This topic contains a solution. Click here to go to the answer

Author Question: A friend tells you that he thinks that the salesmen who work at Apple stores are paid very low ... (Read 108 times)

lak

  • Hero Member
  • *****
  • Posts: 546
A friend tells you that he thinks that the salesmen who work at Apple stores are paid very low wages, given their productivity.
 
  Dividing Apple's revenues by the total number of employees shows that each employee contributed to an average of 473,000 in revenues in 2011 . But, most of Apple's sales staff are paid about 25,000 a year.
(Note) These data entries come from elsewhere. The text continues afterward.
PR #491, opened 2020-09-16
helm2: Remove collector as it moved to app-exporter

rossf7:
Collector has been moved to app-exporter. Already removed from master. We can remove it from here too.

## Checklist


tomahawk28 (approved):
LGTM

PR #497, opened 2020-09-18
Check configmap/secret struct for updating

tomahawk28:
Toward https://github.com/giantswarm/giantswarm/issues/13309

## Checklist

### DIFF
--- a/service/controller/app/resource/configmap/resource.go
+++ b/service/controller/app/resource/configmap/resource.go
@@ -3,6 +3,7 @@ package configmap
 import (
 	"reflect"
 
+	"github.com/ghodss/yaml"
 	"github.com/giantswarm/microerror"
 	"github.com/giantswarm/micrologger"
 	corev1 "k8s.io/api/core/v1"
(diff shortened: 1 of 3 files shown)


service/controller/app/resource/configmap/resource.go
```diff
@@ -86,7 +87,24 @@ func equals(a, b *corev1.ConfigMap) bool {
...
+			return false
+		}
+
+		err = yaml.Unmarshal([]byte(b.Data["values"]), &dest)
+		if err != nil {
+			return false
+		}
+	}
+
+	if !reflect.DeepEqual(source, dest) {
```
tomahawk28, line 107: Comparing two values as a struct, not YAML strings would not trigger the constant updates.

tomahawk28:
Tested in `geckon`

rossf7 (approved):
Nice, good catch. Is there anywhere else we need this? Like in the values service.

LGTM when tested manually and tests are green.

tomahawk28:
Values service requires k8sclient, but we don't need that for map comparison. Let's put those changes into each resource.

tomahawk28:
Tested in `geckon`, no further changes in configmaps, secrets.

PR #517, opened 2020-10-05
Use apptestctl to setup integration tests

rossf7:
Simplifying the test setup by using `apptestctl` but  with `--install-operators` flag set to false. As we need to control the version of the operators in the test setup.


rossf7:
Will do this later.

PR #535, opened 2020-10-16
Helm2; Release v1.0.13

tomahawk28:
Release chart-operator install patch fix.


tomahawk28:
There was a problem with devctl, so I'm going to release this by the old method.

tomahawk28:
going with a ping

PR #546, opened 2020-10-20
Move key pkg

rossf7:
Prep for adding new appcatalogentry resource.

Currently we have separate key packages for the app and appcatalog controller. We should have a single key package under service to match other operators like aws-operator.


tomahawk28 (approved):
LGTM

PR #548, opened 2020-10-21
Refactor key package for app CRs

rossf7:

### DIFF
--- a/service/controller/app/resource/appcatalog/create.go
+++ b/service/controller/app/resource/appcatalog/create.go
@@ -10,7 +10,7 @@ import (
 
 // EnsureCreated gets the appCatalog CR specified in the provided app CR.
 func (r *Resource) EnsureCreated(ctx context.Context, obj interface{}) error {
-	cr, err := key.ToCustomResource(obj)
+	cr, err := key.ToApp(obj)
 	if err != nil {
 		return microerror.Mask(err)
 	}
--- a/service/controller/key/app.go
+++ b/service/controller/key/app.go
@@ -73,6 +73,26 @@ func AppStatus(customResource v1alpha1.App) v1alpha1.AppStatus {
 	return customResource.Status
 }
 
+func AppVersionSelector(unique bool) labels.Selector {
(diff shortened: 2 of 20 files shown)


service/controller/app/resource/appcatalog/create.go
```diff
@@ -10,7 +10,7 @@ import (
 
 // EnsureCreated gets the appCatalog CR specified in the provided app CR.
 func (r *Resource) EnsureCreated(ctx context.Context, obj interface{}) error {
-	cr, err := key.ToCustomResource(obj)
+	cr, err := key.ToApp(obj)
```
rossf7, line 13: Package got flattened to support app and appcatalog CRs. `ToAppCatalog` already exists so aligning the naming.

service/controller/key/app.go
```diff
@@ -41,14 +41,10 @@ func AppCatalogSecretNamespace(customResource v1alpha1.AppCatalog) string {
 	return customResource.Spec.Config.Secret.Namespace
 }
 
-// AppConfigMapName returns the name of the configmap that stores app level
-// config for the provided app CR.
```
rossf7, line 45: Some of the key funcs have godoc and others don't. I'd like this to be consistent.

The names are clear so I think we should just drop the godoc.

service/controller/key/app.go
```diff
@@ -73,6 +65,26 @@ func AppStatus(customResource v1alpha1.App) v1alpha1.AppStatus {
...
+	}
+	s := fmt.Sprintf("%s=%s", label.AppOperatorVersion, version)
+
+	selector, err := labels.Parse(s)
+	if err != nil {
+		panic(fmt.Sprintf("failed to parse selector %#q with error %#q", s, err))
+	}
+
+	return selector
+}
```
rossf7, line 86: Last change just fixes the ordering.

rossf7 (commented):
Tested on `ghost`.

tomahawk28 (approved):

PR #550, opened 2020-10-23
Add integration test for appcatalogentry resource

rossf7:
Towards giantswarm/giantswarm#10930

## Checklist

### DIFF
--- a/integration/setup/setup.go
+++ b/integration/setup/setup.go
@@ -56,11 +56,12 @@ func installResources(ctx context.Context, config Config) error {
 		}
 	}
 
-	// Create AppCatalog and App CRDs. The Chart CRD is created by the operator
+	// Create CRDs. The Chart CRD is created by the operator
 	// for the kubeconfig test that bootstraps chart-operator.
 	crds := []string{
-		"AppCatalog",
 		"App",
+		"AppCatalog",
+		"AppCatalogEntry",
 	}
 
 	{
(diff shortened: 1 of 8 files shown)


integration/setup/setup.go
```diff
@@ -117,10 +118,11 @@ func installResources(ctx context.Context, config Config) error {
 				},
 			},
 		}
+		// Release is named app-operator-unique as some functionality is only
+		// implemented for the unique instance.
 		opts := helmclient.InstallOptions{
-			ReleaseName: project.Name(),
+			ReleaseName: fmt.Sprintf("%s-unique", project.Name()),
```
rossf7, line 124: Since the appcatalogentry CRs are only generated by the unique instance.

integration/test/appcatalog/appcatalogentry/app_catalog_entry_test.go
```diff
@@ -0,0 +1,159 @@
...
+			}
+
+			return nil
+		}
+
+		n := func(err error, t time.Duration) {
+			config.Logger.LogCtx(ctx, "level", "debug", "message", fmt.Sprintf("appcatalogentry CRs still exist: retrying in %s", t), "stack", fmt.Sprintf("%v", err))
+		}
+
+		b := backoff.NewConstant(5*time.Minute, 15*time.Second)
```
tomahawk28, line 153: Can we change it to `MaxRetry` if it would be reconciled by the event?

tomahawk28 (commented):
Just one comment :)

integration/test/appcatalog/appcatalogentry/app_catalog_entry_test.go
rossf7: Cool yes its triggered by the event so using max retry is probably faster.

Updated. PTAL

tomahawk28 (approved):
LGTM, let's merge after CI sees green.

What is the flaw, if any, in your friend's reasoning?

Question 2

Explain the underlying assumptions of the price leadership model. What conclusions can be made about the price charged and the output produced in an industry that has a dominant price leader?
 
  What will be an ideal response?



Related Topics

Need homework help now?

Ask unlimited questions for free

Ask a Question
Marked as best answer by a Subject Expert

Kjones0604

  • Sr. Member
  • ****
  • Posts: 327
Answer to Question 1

Your friend is incorrect because the wage that is paid to labor does not depend on the average revenue per employee. In a competitive market, the wage that is paid to a worker will be equal to the value of his marginal product, not the average contribution of all employees in the firm. Apple sales people might be willing to work for a low wage because they enjoy working with technology; that is, the low wages reflect a compensating differential. Combined with the fact that the job is not likely to require a high level of skills or specialized training, the firm can afford to pay wages that are considered low.
See http://www.nytimes.com/2012/06/24/business/apple-store-workers-loyal-but-short-on-pay.html?pagewanted=all

Answer to Question 2

The assumptions are: the industry is made up of one large firm and a number of smaller, competitive firms; the dominant firm maximizes profit subject to the constraint of market demand and subject to the behavior of smaller, competitive firms; and the dominant firm allows the smaller firms to sell all they want to at the price that the leader has set. The price charged and the output produced is between the price set by the perfectly competitive and the monopoly solutions.




lak

  • Member
  • Posts: 546
Reply 2 on: Jun 29, 2018
Wow, this really help


marict

  • Member
  • Posts: 304
Reply 3 on: Yesterday
:D TYSM

 

Did you know?

Barbituric acid, the base material of barbiturates, was first synthesized in 1863 by Adolph von Bayer. His company later went on to synthesize aspirin for the first time, and Bayer aspirin is still a popular brand today.

Did you know?

Many of the drugs used by neuroscientists are derived from toxic plants and venomous animals (such as snakes, spiders, snails, and puffer fish).

Did you know?

In Eastern Europe and Russia, interferon is administered intranasally in varied doses for the common cold and influenza. It is claimed that this treatment can lower the risk of infection by as much as 60–70%.

Did you know?

More than 150,000 Americans killed by cardiovascular disease are younger than the age of 65 years.

Did you know?

Sperm cells are so tiny that 400 to 500 million (400,000,000–500,000,000) of them fit onto 1 tsp.